# Goofy AGR Point Run



## Anderson (Nov 21, 2010)

Ok, AGR is running that "take ten" offer right now. I've already got a "five trip special" coming up (my annual run to Iowa, augmented with an Acela run and two separate trips...one RVR-WAS and one back). So, I need to stack on five more. Well, there's a funny thing...I live on the lower end of the Virginia Peninsula, and I do a lot of stuff up in Williamsburg. It's $18 one way, and I have _never_ heard of this train selling out. I've got an excuse to do this (some times in Williamsburg where lacking a car might actually be a good thing...notably an upcoming W&M playoff game where the time might just work out), and doing two of these "cycle" runs would get me four trips and 400 points for $72 (net of gas, the spending is about $60). After that, I'd just need to bolt on one more run (a daytrip to Richmond might be the winner here, or another Williamsburg round trip). Should I go for this?


----------



## Long Train Runnin' (Nov 21, 2010)

Keep in mind you need to spend a minimum of 40 dollars to make it a qualifying trip. So 18 dollar runs won't help you reach the 10 for 10.


----------



## the_traveler (Nov 21, 2010)

As LTR said, each segment need to be $40 to qualify




, but you still earn 2x points for each segment anyway!


----------



## Anderson (Nov 21, 2010)

the_traveler said:


> As LTR said, each segment need to be $40 to qualify
> 
> 
> 
> , but you still earn 2x points for each segment anyway!

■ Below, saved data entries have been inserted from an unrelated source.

PR #3198, opened 2023-04-09
added updated text to label map

### LINKED ISSUE #3017: When you vote on LabelMap, the underlying table should update in real-time
When you vote Agree, Disagree, Unsure on LabelMap, the underlying modal table that counts these should update in realtime. This also helps provide useful feedback to the user that their vote was counted.

https://user-images.githubusercontent.com/1621749/187799412-7ca04aa5-a2d2-40b1-99eb-f7b972911722.mp4

dylanbun:
Resolves #3017 

Added a helper method to help update just the validation row on the front end when a user clicks one of the three buttons for validating labels on the label map. 

Before:

Refer to #3017 for original video

After:

https://user-images.githubusercontent.com/56641275/230795813-d7f9f897-e313-4bfb-9335-38f59352cc9b.mov

Funny bug but doesn't affect actual count

https://user-images.githubusercontent.com/56641275/230795874-4ad7f949-30b9-433c-8051-bc65d48d9216.mov

##### Testing instructions
1. Go to LabelMap
2. Select a label and choose "Agree", "Disagree", or "Unsure"
3. Observe validation count go up for button chosen
4. Exit label and re-open to observe accurate validation count (based off last one chosen)


misaugstad (changes requested):
In addition to the comments in the code,
1. It isn't working for the 'Not Sure' option.
2. If the user had already validated and they change their validation, it should decrease the count for their old validation in addition to increasing for their new one (it's worth checking that it stays at a min of 0).

The whole goal of this is for the table to update based on the user's validation, so both of these are critical!

dylanbun:
attempt #2 here we go! @misaugstad

misaugstad (approved):
It works great this time around! Since I want to push to prod very shortly anyway, I made some quick updates myself so that we could get it rolled up into this release. You should definitely take a look at the changes! Here's a summary:
1. Instead of having a separate property for each type of validation (`self.agreeCount`, `self.disagreeCount`, `self.unsureCount`), I rolled them up into one object. This way, we can choose the count we want based on the action name. This turned your 25 line function into a 14 line function, since we didn't have to manually check each case!
2. Since you're recording the previous action now, I made it so that we don't even try to update the database or text if the user clicks a button for the choice they already had!
3. I made it so that the text only updates after we get the server response.
4. Not sure why you added `user_validation: action` to the post request. It's not needed so I removed it!
5. I added the check I was asking for to make sure that we don't display a -1 anywhere

misaugstad:
Okay now I also made it so that the validation buttons are disabled while we wait for the validation to update on the server (and switched to a 'wait' cursor in the meantime). This all feels a lot more solid and less error prone now!

PR #3207, opened 2023-04-16
video working, promise still rejected on Safari homepage

### LINKED ISSUE #3178: Landing page video not playing automatically in Safari
The video at the top of the landing page isn't playing for me in Safari. Instead, there is a play button in the background that I can't click on. There's an err error in the console that reads

>Unhandled Promise Rejection: NotAllowedError: The request is not allowed by the user agent or the platform in the current context, possibly because the user denied permission.

Screenshot 2023-03-20 at 11 46 05 AM

MacOS Safari, all cities, both test and prod.

dylanbun:
Resolves #3178 

Changed the video tag and removed the source tag. Followed [this](https://stackoverflow.com/questions/55953639/the-mediaelement-play-method-returns-a-promise-that-is-rejected) stack overflow post for help with tags in Safari and Chrome (only browsers I have tested at the moment).

##### Testing instructions
1. Go on Safari (or browser of choice) and check if video banner plays


misaugstad:
Is there a way to keep the webm video at least, for the browsers that support the format? It seems that we added the webm video to improve the page load time on browsers that support that format: PR #766 

Not sure how important the psmockup.jpg image is for performance, but I'd like to know what function is used to serve, and therefore if it's safe to remove it!

dylanbun:
Did some testing, it seems that using the webm video reverts back to the bug on Safari. 

Is it possible to somehow check the browser and then use the appropriate video format for that browser?

As for psmockup.jpg, it is used in the CSS (main.css) and acts as the background for the video.

misaugstad:
Interesting, especially since I just googled it and it sounds like Safari _does_ now support webm! https://9to5mac.com/2021/02/18/apple-adds-webm-video-playback-support-to-safari-with-macos-big-sur-11-3/

Maybe there's a different way to add the video tag that will work correctly in Safari..? Or are we definitely using the standard one? Maybe can you try downloading a test webm video and trying to play that one instead to try and narrow down the issue?

>Is it possible to somehow check the browser and then use the appropriate video format for that browser?

I would think so, yes. We have some code for detecting browsers that we use in various places. So I know that we can detect the browser type in JavaScript at least, and could then insert HTML within the JS. Not sure if that impacts performance at all.

>As for psmockup.jpg, it is used in the CSS (main.css) and acts as the background for the video.

Neat, okay!

dylanbun:
@misaugstad got it working now! Just had to change the ordering and now it works all this time :) always the little things...

misaugstad:
Ahh, but the ordering change also makes it so that all browsers will try to play the mp4 first, so we won't ever get the benefits of the webm file!

From [the docs](https://www.w3schools.com/tags/att_video_src.asp):
>To make it work in all browsers - add several [`<source>`](https://www.w3schools.com/tags/tag_source.asp) elements inside the `<video>` element. Each `<source>` elements can link to different video files. The browser will use the first recognized format:

misaugstad:
Does that mean that it's recognizing the webm format and then failing to play it anyway??

dylanbun:
> Does that mean that it's recognizing the webm format and then failing to play it anyway??

As far as I understand, since it states "the browser will use the first recognized format" all browsers will try to play the mp4 first and if it is not a recognized format it will then move to to the next supposedly. However, the original implementation had webm first, then mp4 which leads to the bug we have even after adding the keyword `controls`. Interesting bug/feature(?) on Safari's as if webm is supported, it should be playing, but if it is not supported then it should be attempting the mp4 format.

Also, I cannot seem to find any documentation about [Safari ](https://developer.apple.com/documentation/webkit/delivering_video_content_for_safari)supporting webm aside from the article you sent saying it should be supported.

dylanbun:
@misaugstad ready to go!

misaugstad:
Update for future us: It turns out that there was some issue with the webm video itself. Safari does support webm, but something was done incorrectly when we converted from mp4 to webm in the past. I reconverted to webm and it now seems to be working :)

misaugstad (approved):
Finally had a chance to test this on my Macbook. Thanks @dylanbun!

Follow-on to that: Does the minimum double as well?


----------



## OlympianHiawatha (Nov 21, 2010)

ALL segments, even those under $40 do double under this promo. I just did a FTW "lunch run" on the _*Heartland Flyer*_ and picked up a fast 400 Points, 200 Rail and 200 Bonus, not to mention some good lunch


----------



## Anderson (Nov 21, 2010)

Alright, I found a funny "alternative run": Dinner in Richmond on Wednesday. Because of the price bulk-ups due to Thanksgiving, it's $43 each way. Main Street is about a block from a great Irish pub I know...and it's _just_ over the threshold each way.

Edit: And if I do this on Sunday as well, that might just pull something together. Ah, the joy of an overpriced spur route.

Edit 2: Serious, if silly question: Do AGR points accumulate to the account of the person purchasing the ticket or the person using the ticket?


----------



## the_traveler (Nov 21, 2010)

Anderson said:


> Do AGR points accumulate to the account of the person purchasing the ticket or the person using the ticket?


Like any airline frequent flyer program, only the person named on the ticket and doing the traveling can earn AGR points for traveling! If that person does not have an AGR account, no one earns those points!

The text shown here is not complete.